Het portret van den auteur, voor dit deeltje geplaatst, voldeed mij niet geheel. Hoe goed gelijkend en, wat het gelaat met hals, boord en das betreft, niet onverdienstelijk uitgevoerd het moge zijn, de graveur heeft, naar mijn oordeel, de harceering van het lijf te snel laten verloopen, zoodat het lagere gedeelte geheel wit bleef. Dit geeft den schijn, alsof de grijsaard een wit vest met donkere revers en eene witte jas aan heeft, wat wel bij nauwkeurige beschouwing verdwijnt, maar toch op het eerste gezicht een minder gunstigen indruk maakt.
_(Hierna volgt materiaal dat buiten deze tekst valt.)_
PR #621, opened 2019-08-07
MINIFICPP-959: Review librdkafka thread safety

nghiaxlee:

### For all changes:
     in the commit message?

### For code changes:

### Note:


extensions/librdkafka/PublishKafka.h
```diff
@@ -291,10 +99,9 @@ class KafkaPool {
  private:
```
nghiaxlee: I did not init connection here because the init function has flowfile as parameter (albeit currently the function does not use any flowfile attribute)

extensions/librdkafka/KafkaConnection.h
```diff
@@ -0,0 +1,197 @@
...
+  rd_kafka_conf_t *getConf() {
+    return conf_;
+  }
+
+  rd_kafka_t *getConnection() {
+    return kafka_connection_;
+  }
+
+  bool hasTopic(const std::string &topic) {
+    return topics_.find(topic) != std::end(topics_);
```
arpadboda: Map has count, which returns 0 or 1 (ya, someone in c++ committee definitely had two more beers than he should had). That's just nitpicking, but this func should be const, too.

extensions/librdkafka/KafkaConnection.h
```diff
@@ -0,0 +1,197 @@
...
+    }
+    return nullptr;
+  }
+
+  KafkaConnectionKey const * const getKey() const {
+    return &key_;
+  }
+
+  void putTopic(const std::string &topicName, const std::shared_ptr<KafkaTopic> topic) {
+    topics_.insert(std::make_pair(topicName, topic));
```
arpadboda: Why not simply topics_[topicName] = topic ?
On the other side, your the const shared ptr hardly makes sense, either const& (which doesn't copy, so the counter are not incremented), or simply non-const instance.

extensions/librdkafka/KafkaConnection.h
```diff
@@ -0,0 +1,197 @@
...
+      kafka_connection_ = nullptr;
+    }
+    if (conf_) {
+      rd_kafka_conf_destroy(conf_);
+      conf_ = nullptr;
+    }
+    initialized_ = false;
+  }
+
+  bool initialized() {
```
arpadboda: As it's an extension, we can go fully c++11 at least, can you add override where it makes sense?

extensions/librdkafka/PublishKafka.cpp
```diff
@@ -327,19 +328,21 @@ void PublishKafka::onTrigger(const std::shared_ptr<core::ProcessContext> &contex
...
+    KafkaLease lease(conn);
 
     if (!conn->initialized()) {
       logger_->log_trace("Connection not initialized to %s, %s, %s", client_id, brokers, topic);
-      // get the ownership so we can configure this connection
-      KafkaLease lease = conn->obtainOwnership();
-
       if (!configureNewConnection(conn, context, flowFile)) {
         logger_->log_error("Could not configure Kafka Connection");
-        session->transfer(flowFile, Failure);
```
arpadboda: Why not?

extensions/librdkafka/PublishKafka.h
```diff
@@ -275,9 +80,12 @@ class KafkaPool {
     std::lock_guard<std::mutex> lock(mutex_);
     auto connection = map_.find(key);
     if (connection != map_.end()) {
-      return connection->second;
+      auto conn = connection->second;
+      return conn->inUse() ? nullptr : conn;
```
bakaid: @nghiaxlee  Unfortunately this is still not thread-safe.
If two threads request a connection with the same key, and the connection is unused, both will get the KafkaConnection, and both will try to create a KafkaLease for it.
KafkaLease does not check whether the connection is in use, it just sets it as used, which can be done by both threads, meaning that both threads will access the KafkaConnection. (We have a mutex in this function, but that can be acquired by both threads and a connection return before either thread created the KafkaLease, thereby setting the inUse. The original problem of this code, that there is no synchronization between this mutex and the atomic<bool> still exists.)
For this to work properly you have to
 - make sure KafkaLease checks whether the connection is in use (with atomic_flag_test_and_set or just use a mutex), and if not, fails to construct
 - preferably make getOrCreateConnection itself return the lease and not delegate the responsibility of getting a lease to the user
 - make the user handle the failure of a KafkaLease creation (either wait or yield, as we discussed yielding here is the better option)

extensions/librdkafka/PublishKafka.cpp
```diff
@@ -319,27 +320,29 @@ void PublishKafka::onTrigger(const std::shared_ptr<core::ProcessContext> &contex
 
   std::string client_id, brokers, topic;
 
+  std::unique_ptr<KafkaLease> lease = nullptr;
```
bakaid: This is purely stylistic, but the default constructor of `std::unique_ptr<T>` already initializes the unique_ptr to own nothing, so assigning a `nullptr` is superfluous.

extensions/librdkafka/KafkaConnection.h
```diff
@@ -0,0 +1,217 @@
...
+#include "KafkaTopic.h"
+#include "KafkaPool.h"
+
+class KafkaConnectionKey {
+public:
+    std::string client_id_;
+    std::string brokers_;
+};
+
+struct KafkaConnectionComparator {
```
bakaid: I know this has been in the original code, but do you see any reason having a Comparator functor instead of KafkaConnectionKey having an `operator<`?

extensions/librdkafka/KafkaPool.h
```diff
@@ -0,0 +1,67 @@
...
+      : max_(max) {
+  }
+
+  bool removeConnection(const KafkaConnectionKey &key) {
+    std::lock_guard<std::mutex> lock(mutex_);
+    return map_.erase(key) == 1;
+  }
+
+  std::unique_ptr<KafkaLease> getOrCreateConnection(const KafkaConnectionKey &key) {
+    std::lock_guard<std::mutex> lock(mutex_);
```
bakaid: This logic has some duplication in it. I think it could be more elegant - and less error-prone - if you would unify the connection creation logic and the lease acquiring logic.
So first check whether a connection exists with this key, if not, create one, then you can have a common logic that uses `tryUse` on this connection. This way you could also avoid having to set the `lease_` to `true` in the KafkaConnection's constructor, which is hard to understand at first, I think.

nghiaxlee:
Yes, I did check it with a docker broker

extensions/librdkafka/KafkaConnection.cpp
```diff
@@ -0,0 +1,145 @@
...
+  }
+  initialized_ = false;
+}
+
+bool KafkaConnection::initialized() const {
+  return initialized_;
+}
+
+void KafkaConnection::setConnection(rd_kafka_t *producer, rd_kafka_conf_t *conf) {
+  std::lock_guard<std::mutex> lock(mutex_);
```
arpadboda: I think this is needless here.
The mutex is only responsible in this class for protecting lease_.

To make this a bit more clear, please either rename the mutex or add some comment at the declaration of the mutex to indicate the fact that this mutex is *not* responsible to make the usage of the class thread-fase.

extensions/librdkafka/KafkaConnection.h
```diff
@@ -0,0 +1,130 @@
...
+
+ private:
+
+  std::shared_ptr<logging::Logger> logger_;
+
+  std::mutex mutex_;
+
+  bool lease_;
+
+  std::atomic<bool> initialized_;
```
arpadboda: This seems to be a leftover. As the class is not thread-safe, having such a member is misleading, please keep it as a simple bool. Atomic include can go away as well.

extensions/librdkafka/KafkaConnection.cpp
```diff
@@ -0,0 +1,145 @@
...
+
+rd_kafka_t *KafkaConnection::getConnection() {
+  return kafka_connection_;
+}
+
+bool KafkaConnection::hasTopic(const std::string &topic) const {
+  return topics_.count(topic);
+}
+
+std::shared_ptr<KafkaTopic> KafkaConnection::getTopic(const std::string &topic) {
```
arpadboda: This seems to be a const member function to me.

PR #632, opened 2019-08-20
MINIFICPP-1012 Docker symlink for current to point to versioned working directory

apiri:
*NOTE* This should follow #631 

### For all changes:
     in the commit message?

### For code changes:

### Note:

### DIFF
--- a/docker/ContainerBuild.sh
+++ b/docker/ContainerBuild.sh
@@ -60,6 +60,6 @@ DOCKER_COMMAND="docker build --build-arg UID=$UID_ARG \
 echo "Docker Command: '$DOCKER_COMMAND'"
 ${DOCKER_COMMAND}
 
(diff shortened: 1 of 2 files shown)


phrocker:
Thanks @apiri . I went back and forth on the naming of this on whether we should call it nifi-minifi-agent or just keep it was it previously was. I did this to help address some factors regarding the windows service. Can address those without a name change, but thought these artifacts were better suited named something a little bit different. Do you think minifi-agent is fine or do you have another option? Name changes are pretty easy, so would love to hear some feedback before we released.

apiri:
@phrocker I don't have any overly strong preferences.  I am okay with them as named, although I did remember wondering if we were potentially gumming things up for folks that have tooling setup to deploy artifacts from a given mirror.  If we stay the course with the items as named, I will suggest we make a note in our release and/or provide migration notices about this.

apiri:
I do find myself thinking that we should keep the cpp in there.  It's a bit verbose but seems necessary until the Java impl is incorporated into NiFi as per MINIFI-422

PR #634, opened 2019-08-26
MINIFICPP-1017 - Improve logging of docker tests

arpadboda:

### For all changes:
     in the commit message?

### For code changes:

### Note:


docker/test/integration/minifi/test/__init__.py
```diff
@@ -118,27 +118,24 @@ def log_nifi_output(self):
...
-                    logging.info('MiNiFi app logs for container \'%s\':\n%s', container.name, minifi_app_logs)
-
-                nifi_app_logs = container.exec_run('/bin/sh -c \'test -f ' + self.nifi_root + '/logs/nifi-app.log '
-                                                                                            '&& cat ' +
-                                                   self.nifi_root + '/logs/nifi-app.log\'')
-                if len(nifi_app_logs) > 0:
-                    logging.info('NiFi app logs for container \'%s\':\n%s', container.name, nifi_app_logs)
+                for app in [("MiNiFi", self.minifi_root + '/logs/minifi-app.log'), ("NiFi", self.nifi_root + '/logs/nifi-app.log')]:
+                    app_log_status, app_log = container.exec_run('/bin/sh -c \'cat ' + app[1] + '\'')
+                    if app_log_status == 0:
```
bakaid: Could you display an error here if app_log_status is not 0? It seems like we silently ignore the error here.

arpadboda: When looking for container logs, we don't know whether the given container was running MiNiFi or NiFi, so we just look for the logs of both. Because of this having non-zero return code here is not really an error. 

Although at least one should be fine, so I added an "else" branch to the for loop to indicate and log error.

bakaid: Ah, thanks for the explanation!

PR #635, opened 2019-08-28
MINIFICPP-819 - OPC Unified Architecture Support

arpadboda:

### For all changes:
     in the commit message?

### For code changes:

### Note:

### DIFF
--- a/extensions/opc/include/fetchopc.h
+++ b/extensions/opc/include/fetchopc.h
@@ -59,7 +59,7 @@ public:
   static core::Relationship Failure;
 
   FetchOPCProcessor(std::string name, utils::Identifier uuid = utils::Identifier())
-  : BaseOPCProcessor(name, uuid) {
+  : BaseOPCProcessor(name, uuid), nameSpaceIdx_(0), nodesFound_(0), variablesFound_(0), maxDepth_(0) {
     logger_ = logging::LoggerFactory<FetchOPCProcessor>::getLogger();
   }
 
--- a/extensions/opc/include/fetchopc.h
+++ b/extensions/opc/include/fetchopc.h
@@ -1,0 +1,106 @@
+/**
+ * FetchOPC class declaration
+ *
+ * Licensed to the Apache Software Foundation (ASF) under one or more
+ * contributor license agreements.  See the NOTICE file distributed with
+ * this work for additional information regarding copyright ownership.
+ * The ASF licenses this file to You under the Apache License, Version 2.0
+ * (the "License"); you may not use this file except in compliance with
+ * the License.  You may obtain a copy of the License at
+ *
+ *     http://www.apache.org/licenses/LICENSE-2.0
+ *
+ * Unless required by applicable law or agreed to in writing, software
+ * distributed under the License is distributed on an "AS IS" BASIS,
+ * WITHOUT WARRANTIES OR CONDITIONS OF ANY KIND, either express or implied.
+ * See the License for the specific language governing permissions and
+ * limitations under the License.
+ */
+#ifndef NIFI_MINIFI_CPP_FetchOPCProcessor_H
+#define NIFI_MINIFI_CPP_FetchOPCProcessor_H
+
+#include <memory>
+#include <string>
+#include <list>
+#include <map>
+#include <mutex>
+#include <thread>
+
+#include "opc.h"
+#include "opcbase.h"
+#include "utils/ByteArrayCallback.h"
+#include "FlowFileRecord.h"
+#include "core/Processor.h"
+#include "core/ProcessSession.h"
+#include "core/Core.h"
+#include "core/Property.h"
+#include "core/Resource.h"
+#include "controllers/SSLContextService.h"
+#include "core/logging/LoggerConfiguration.h"
+#include "utils/Id.h"
+
+namespace org {
+namespace apache {
+namespace nifi {
+namespace minifi {
+namespace processors {
+
+class FetchOPCProcessor : public BaseOPCProcessor {
+public:
+  static constexpr char const* ProcessorName = "FetchOPC";
+  // Supported Properties
+  static core::Property NodeIDType;
+  static core::Property NodeID;
+  static core::Property NameSpaceIndex;
+
+  // Supported Relationships
+  static core::Relationship Success;
+  static core::Relationship Failure;
+
+  FetchOPCProcessor(std::string name, utils::Identifier uuid = utils::Identifier())
+  : BaseOPCProcessor(logging::LoggerFactory<FetchOPCProcessor>::getLogger(), name, uuid) {
+  }
+
+  virtual void onSchedule(const std::shared_ptr<core::ProcessContext> &context, const std::shared_ptr<core::ProcessSessionFactory> &factory) override;
+
+  virtual void onTrigger(const std::shared_ptr<core::ProcessContext> &context, const std::shared_ptr<core::ProcessSession> &session) override;
+
+  virtual void initialize(void) override;
+
+protected:
+  bool nodeFoundCallBack(opc::ClientPtr& clientPtr, const UA_ReferenceDescription *ref, const std::string& path,
+                         const std::shared_ptr<core::ProcessContext> &context, const std::shared_ptr<core::ProcessSession> &session);
+
+  void OPCData2FlowFile(const opc::nodeData& opcnode, const std::shared_ptr<core::ProcessContext> &context, const std::shared_ptr<core::ProcessSession> &session);
+
+  class WriteCallback : public OutputStreamCallback {
+    std::string data_;
+   public:
+    WriteCallback(const std::string& data)
+        : data_(data) {
+    }
+    int64_t process(std::shared_ptr<io::BaseStream> stream) {
+      return stream->write(reinterpret_cast<uint8_t*>(const_cast<char*>(data_.c_str())), data_.size());
+    }
+  };
+  std::string nodeID_;
+  int32_t nameSpaceIdx_;
+  opc::OPCNodeIDType idType_;
+  uint32_t nodesFound_;
+  uint32_t variablesFound_;
+
+private:
+  std::mutex onTriggerMutex_;
+  std::vector<UA_NodeId> translatedNodeIDs_;  // Only used when user provides path, path->nodeid translation is only done once
+
+};
+
+REGISTER_RESOURCE(FetchOPCProcessor, "Fetches OPC-UA node");
+
+} /* namespace processors */
+} /* namespace minifi */
+} /* namespace nifi */
+} /* namespace apache */
+} /* namespace org */
+
+#endif //NIFI_MINIFI_CPP_FetchOPCProcessor_H
--- a/extensions/opc/include/fetchopc.h
+++ b/extensions/opc/include/fetchopc.h
@@ -52,13 +52,16 @@ public:
   static core::Property NodeIDType;
   static core::Property NodeID;
   static core::Property NameSpaceIndex;
+  static core::Property MaxDepth;
 
   // Supported Relationships
   static core::Relationship Success;
   static core::Relationship Failure;
 
   FetchOPCProcessor(std::string name, utils::Identifier uuid = utils::Identifier())
-  : BaseOPCProcessor(logging::LoggerFactory<FetchOPCProcessor>::getLogger(), name, uuid) {
+  : BaseOPCProcessor(name, uuid) {
+    logger_ = logging::LoggerFactory<FetchOPCProcessor>::getLogger();
+    connection_ = opc::ClientPtr(nullptr, std::bind(opc::disconnect, std::placeholders::_1, logger_));
   }
 
   virtual void onSchedule(const std::shared_ptr<core::ProcessContext> &context, const std::shared_ptr<core::ProcessSessionFactory> &factory) override;
@@ -88,6 +91,7 @@ protected:
   opc::OPCNodeIDType idType_;
   uint32_t nodesFound_;
   uint32_t variablesFound_;
+  uint64_t maxDepth_;
 
 private:
   std::mutex onTriggerMutex_;
--- a/extensions/opc/include/fetchopc.h
+++ b/extensions/opc/include/fetchopc.h
@@ -76,8 +76,8 @@ protected:
   class WriteCallback : public OutputStreamCallback {
     std::string data_;
    public:
-    WriteCallback(const std::string& data)
-        : data_(data) {
+    WriteCallback(std::string&& data)
+      : data_(data) {
     }
     int64_t process(std::shared_ptr<io::BaseStream> stream) {
       return stream->write(reinterpret_cast<uint8_t*>(const_cast<char*>(data_.c_str())), data_.size());
--- a/extensions/opc/include/fetchopc.h
+++ b/extensions/opc/include/fetchopc.h
@@ -71,7 +71,7 @@ protected:
   bool nodeFoundCallBack(opc::ClientPtr& clientPtr, const UA_ReferenceDescription *ref, const std::string& path,
                          const std::shared_ptr<core::ProcessContext> &context, const std::shared_ptr<core::ProcessSession> &session);
 
-  void OPCData2FlowFile(const opc::nodeData& opcnode, const std::shared_ptr<core::ProcessContext> &context, const std::shared_ptr<core::ProcessSession> &session);
+  void OPCData2FlowFile(const opc::NodeData& opcnode, const std::shared_ptr<core::ProcessContext> &context, const std::shared_ptr<core::ProcessSession> &session);
 
   class WriteCallback : public OutputStreamCallback {
     std::string data_;
--- a/extensions/opc/include/fetchopc.h
+++ b/extensions/opc/include/fetchopc.h
@@ -61,7 +61,6 @@ public:
   FetchOPCProcessor(std::string name, utils::Identifier uuid = utils::Identifier())
   : BaseOPCProcessor(name, uuid) {
     logger_ = logging::LoggerFactory<FetchOPCProcessor>::getLogger();
-    connection_ = opc::ClientPtr(nullptr, std::bind(opc::disconnect, std::placeholders::_1, logger_));
   }
 
   virtual void onSchedule(const std::shared_ptr<core::ProcessContext> &context, const std::shared_ptr<core::ProcessSessionFactory> &factory) override;
@@ -71,7 +70,7 @@ public:
   virtual void initialize(void) override;
 
 protected:
-  bool nodeFoundCallBack(opc::ClientPtr& clientPtr, const UA_ReferenceDescription *ref, const std::string& path,
+  bool nodeFoundCallBack(opc::Client& client, const UA_ReferenceDescription *ref, const std::string& path,
                          const std::shared_ptr<core::ProcessContext> &context, const std::shared_ptr<core::ProcessSession> &session);
 
   void OPCData2FlowFile(const opc::NodeData& opcnode, const std::shared_ptr<core::ProcessContext> &context, const std::shared_ptr<core::ProcessSession> &session);
--- a/extensions/opc/include/opc.h
+++ b/extensions/opc/include/opc.h
@@ -33,13 +33,45 @@ namespace nifi {
 namespace minifi {
 namespace opc {
 
-void disconnect(UA_Client *client, std::shared_ptr<core::logging::Logger> logger);
-
-using ClientPtr = std::unique_ptr<UA_Client, std::function<void(UA_Client *client)>>;
-
 enum class OPCNodeIDType{ Path, Int, String };
 
 enum class OPCNodeDataType{ Int64, UInt64, Int32, UInt32, Boolean, Float, Double, String };
+
+struct NodeData;
+
+class Client;
+
+using nodeFoundCallBackFunc = bool(Client& client, const UA_ReferenceDescription*, const std::string&);
+
+class Client {
+ public:
+  bool isConnected();
+  UA_StatusCode connect(const std::string& url, const std::string& username = "", const std::string& password = "");
+  ~Client();
+  NodeData getNodeData(const UA_ReferenceDescription *ref, const std::string& basePath = "");
+  UA_ReferenceDescription * getNodeReference(UA_NodeId nodeId);
+  void traverse(UA_NodeId nodeId, std::function<nodeFoundCallBackFunc> cb, const std::string& basePath = "", uint32_t maxDepth = 0, bool fetchRoot = true);
+  bool exists(UA_NodeId nodeId);
+  UA_StatusCode translateBrowsePathsToNodeIdsRequest(const std::string& path, std::vector<UA_NodeId>& foundNodeIDs, const std::shared_ptr<core::logging::Logger>& logger);
+
+  template<typename T>
+  UA_StatusCode update_node(const UA_NodeId nodeId, T value);
+
+  template<typename T>
+  UA_StatusCode add_node(const UA_NodeId parentNodeId, const UA_NodeId targetNodeId, std::string browseName, T value, OPCNodeDataType dt, UA_NodeId *receivedNodeId);
+
+ private:
+  Client (std::shared_ptr<core::logging::Logger> logger, const std::vector<char>& certBuffer, const std::vector<char>& keyBuffer, const std::vector<std::vector<char>>& trustBuffers);
+  UA_Client *client_;
+  std::shared_ptr<core::logging::Logger> logger_;
+
+  friend std::unique_ptr<Client> createClient(std::shared_ptr<core::logging::Logger> logger,
+                                              const std::vector<char>& certBuffer,
+                                              const std::vector<char>& keyBuffer,
+                                              const std::vector<std::vector<char>>& trustBuffers);
+};
+
+using ClientPtr = std::unique_ptr<Client>;
 
 struct NodeData {
   std::vector<uint8_t> data;
@@ -63,7 +95,7 @@ struct NodeData {
     rhs.var_ = nullptr;
   }
 
-private:
+ private:
   UA_Variant* var_;
 
   NodeData(UA_Variant * var = nullptr) {
@@ -76,7 +108,7 @@ private:
     var_ = var;
   }
 
-  friend NodeData getNodeData(opc::ClientPtr&, const UA_ReferenceDescription*, const std::string&);
+  friend class Client;
   friend std::string nodeValue2String(const NodeData&);
 };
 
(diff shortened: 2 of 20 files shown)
PR #636, opened 2019-08-29
Minificpp-780 - Change GenerateFlowFile to allow 0b content FlowFiles

arpadboda:

### For all changes:
     in the commit message?

### For code changes:

### Note:

### DIFF
--- a/extensions/standard-processors/processors/GenerateFlowFile.cpp
+++ b/extensions/standard-processors/processors/GenerateFlowFile.cpp
@@ -28,10 +28,7 @@
 #include <string>
 #include <set>
 #include <random>
-#ifdef WIN32
-#define srandom srand
-#define random rand
-#endif
+
 #include "utils/StringUtils.h"
 #include "core/ProcessContext.h"
 #include "core/ProcessSession.h"
@@ -43,7 +40,6 @@ namespace apache {
 namespace nifi {
 namespace minifi {
 namespace processors {
-const char *GenerateFlowFile::DATA_FORMAT_BINARY = "Binary";
 const char *GenerateFlowFile::DATA_FORMAT_TEXT = "Text";
 core::Property GenerateFlowFile::FileSize(
     core::PropertyBuilder::createProperty("File Size")->withDescription("The size of the file that will be used")->isRequired(false)->withDefaultValue<core::DataSizeValue>("1 kB")->build());
@@ -60,8 +56,8 @@ core::Property GenerateFlowFile::UniqueFlowFiles(
         ->isRequired(false)->withDefaultValue<bool>(true)->build());
 
 core::Relationship GenerateFlowFile::Success("success", "success operational on the flow record");
-const unsigned int TEXT_LEN = 90;
-static const char TEXT_CHARS[TEXT_LEN + 1] = "abcdefghijklmnopqrstuvwxyzABCDEFGHIJKLMNOPQRSTUVWXYZ1234567890!@#$%^&*()-_=+/?.,';:\"?<>\n\t ";
+
+static const char * TEXT_CHARS = "abcdefghijklmnopqrstuvwxyzABCDEFGHIJKLMNOPQRSTUVWXYZ1234567890!@#$%^&*()-_=+/?.,';:\"?<>\n\t ";
 
 void GenerateFlowFile::initialize() {
   // Set the supported properties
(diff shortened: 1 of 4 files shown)


arpadboda:
WARNING: this PR depends on #637 - that one should be merged first, otherwise tests included in this are going to fail.

arpadboda:
While checking this processor I found the following issues:
-In case batch count is greater than one, the flowfiles generated in one batch are not unique
-Handling of 0B size was error-prone: allocating zero size arrays, passing null pointers to callbacks, etc
-A potential memory segmentation violation in case the file size is not multiple of 4.

extensions/standard-processors/processors/GenerateFlowFile.cpp
```diff
@@ -77,7 +73,28 @@ void GenerateFlowFile::initialize() {
...
+    std::uniform_int_distribution<> distr(std::numeric_limits<char>::min(), std::numeric_limits<char>::max());
+    auto rand = std::bind(distr, eng);
+    std::generate_n(data.begin(), data.size(), rand);
+  }
+}
+
 void GenerateFlowFile::onTrigger(core::ProcessContext *context, core::ProcessSession *session) {
+  std::unique_lock<std::mutex> lock(onTriggerMutex_, std::try_to_lock);
+  if (!lock.owns_lock()) {
+    logger_->log_warn("processor was triggered before previous listing finished, configuration should be revised!");
```
phrocker: This error message seems like it applies elsewhere since we are generating data, not listing.

extensions/standard-processors/processors/GenerateFlowFile.cpp
```diff
@@ -98,67 +115,32 @@ void GenerateFlowFile::onTrigger(core::ProcessContext *context, core::ProcessSes
...
     }
-    for (uint64_t i = 0; i < batchSize; i++) {
-      // For each batch
-      std::shared_ptr<FlowFileRecord> flowFile = std::static_pointer_cast<FlowFileRecord>(session->create());
-      if (!flowFile)
-        return;
-      if (fileSize > 0)
+    if (fileSize > 0) {
+      if (uniqueFlowFile) {
+        std::vector<char> data(fileSize);
```
phrocker: If we don't have a unique flow file then we should follow what NiFi does, which is generate the data in onSchedule -- that would obviate the need for locking here and simplify the logic altogether. 

Take a look at 
https://github.com/apache/nifi/blob/master/nifi-nar-bundles/nifi-standard-bundle/nifi-standard-processors/src/main/java/org/apache/nifi/processors/standard/GenerateFlowFile.java#L167

extensions/standard-processors/processors/GenerateFlowFile.h
```diff
@@ -40,55 +40,47 @@ class GenerateFlowFile : public core::Processor {
...
  public:
   // OnTrigger method, implemented by NiFi GenerateFlowFile
-  virtual void onTrigger(core::ProcessContext *context, core::ProcessSession *session);
+  virtual void onTrigger(core::ProcessContext *context, core::ProcessSession *session) override;
   // Initialize, over write by NiFi GenerateFlowFile
-  virtual void initialize(void);
+  virtual void initialize(void) override;
 
  protected:
+  std::vector<char> _data;
```
phrocker: If you are changing this class you should enforce the coding constraints and rename to data_.

extensions/standard-processors/processors/GenerateFlowFile.cpp
arpadboda: Removed completely as it became needless.

extensions/standard-processors/processors/GenerateFlowFile.cpp
arpadboda: Very nice idea, I love it, done!

extensions/standard-processors/processors/GenerateFlowFile.h
arpadboda: Good spot, done, thanks!

arpadboda:
@phrocker : comments addressed here, could you revisit?

extensions/standard-processors/processors/GenerateFlowFile.cpp
```diff
@@ -77,88 +73,67 @@ void GenerateFlowFile::initialize() {
...
-void GenerateFlowFile::onTrigger(core::ProcessContext *context, core::ProcessSession *session) {
-  uint64_t batchSize = 1;
-  bool uniqueFlowFile = true;
-  uint64_t fileSize = 1024;
-  bool textData = false;
+void generateData(std::vector<char>& data, bool textData = false) {  // NOLINT
+  std::random_device rd;
+  std::mt19937 eng(rd());
+  if (textData) {
+    std::uniform_int_distribution<> distr(0, TEXT_LEN);
```
bakaid: I know this is legacy, but it took me a while to figure out why this is right. The `TEXT_CHARS` array contains 91 elements, so `TEXT_LEN` in reality is not the length of the array, but the maximum index. I think the previous version, which used % TEXT_LEN was erroneus, and now that we generate indexes from [0, TEXT_LEN] we are good, but it is not easy to understand.
I'm OK with merging this, but it should be replaced with something more straightforward eventually.

phrocker: integer module should be 0 to n-1 inclusive, so erroneous because it's a max index and not a length? I don't necessarily care what the hold code did but this block does need some comments to clarify the change why it is how it is and if the names are misleading a clarification to the reason why it was wrong previously.

extensions/standard-processors/processors/GenerateFlowFile.h
```diff
@@ -40,55 +40,56 @@ class GenerateFlowFile : public core::Processor {
...
   static const char *DATA_FORMAT_TEXT;
   // Supported Relationships
   static core::Relationship Success;
   // Nest Callback Class for write stream
   class WriteCallback : public OutputStreamCallback {
    public:
-    WriteCallback(char *data, uint64_t size)
-        : _data(data),
-          _dataSize(size) {
+    WriteCallback(std::vector<char> && data) : data_(data) {
```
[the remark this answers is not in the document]
arpadboda: Added, thanks

extensions/standard-processors/processors/GenerateFlowFile.cpp
arpadboda: I replaced the array with a C string, so we don't need the length any more.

Ook den achtergrond vind ik niet mooi; de tinten vloeijen niet goed in elkander en zelfs met 's mans haren ineen, zoodat hij in dien achtergrond vast zit, in plaats van er voor te staan. Het heeft er iets van, alsof van Lenneps buste voor een slecht geteekend gewelfje of nisje is geplaatst..... Maar een gegeven paard mag men niet in den mond zien en mijne aanmerkingen gelden volstrekt niet de Heeren Nijhoff, Sijthoff en Thieme, die zich de onkosten getroostten, om den bezitters zijner werken de gelegenheid te geven, het beeld des schrijvers op lateren leeftijd zich voor den geest te roepen. Dit mag ook gezegd worden van de Bull's Levensschets. Al is het iets vreemds, tusschen de pennevruchten van den auteur - verondersteld, dat het werk niet met Deel XXIII compleet is - een opstel over den man zelven te vinden; - al mag men verwachten, dat het bij mogelijken herdruk vooraan geplaatst zou worden; - het opstel zelf is zeker voor de bezitters dezer uitgaaf zeer welkom en verdient hun dank. De schets is goed geteekend en geeft veel van den gevierden dichter en prozaschrijver, dat wetens- of herinneringswaardig is. Een eigenlijke levensgeschiedenis mocht, kon het niet zijn; de Bull geeft zelf de reden waarom niet, op; en dat hij zich bepaalde bij hetgeen hij ons schenkt, was voor zijn oogmerk voldoende. Men kan den vriend en vereerder het geheele stukje door duidelijk onderkennen, ook den niet onleerzamen discipel, vooral als
hij over van Lenneps bemoeijingen met de Rederijkerskamer Achilles uitweidt, wat hem wel tot een lofredenaar maakt, maar hem volstrekt niet tot oneer verstrekt. De herinnering van den ontslapen dichter is nog te versch, te levendig, om op zijne gebreken te wijzen; dit strijdt tegen de piëteit en is ook van zijne aanhangers noch te vergen, noch te verwachten. Als zijn dood zoo ver achter het heden zal liggen als die van Bilderdijk thans, zal zijne nagedachtenis de dan levenden niet meer hinderen, om den geheelen mensch ons te schilderen. Intusschen zijn wij tevreden met het reeds bekende, en vergasten ons aan de lectuur van hetgeen, als van zijne hand, hetzij bij herhaling, hetzij voor het eerst, in 't licht gegeven wordt.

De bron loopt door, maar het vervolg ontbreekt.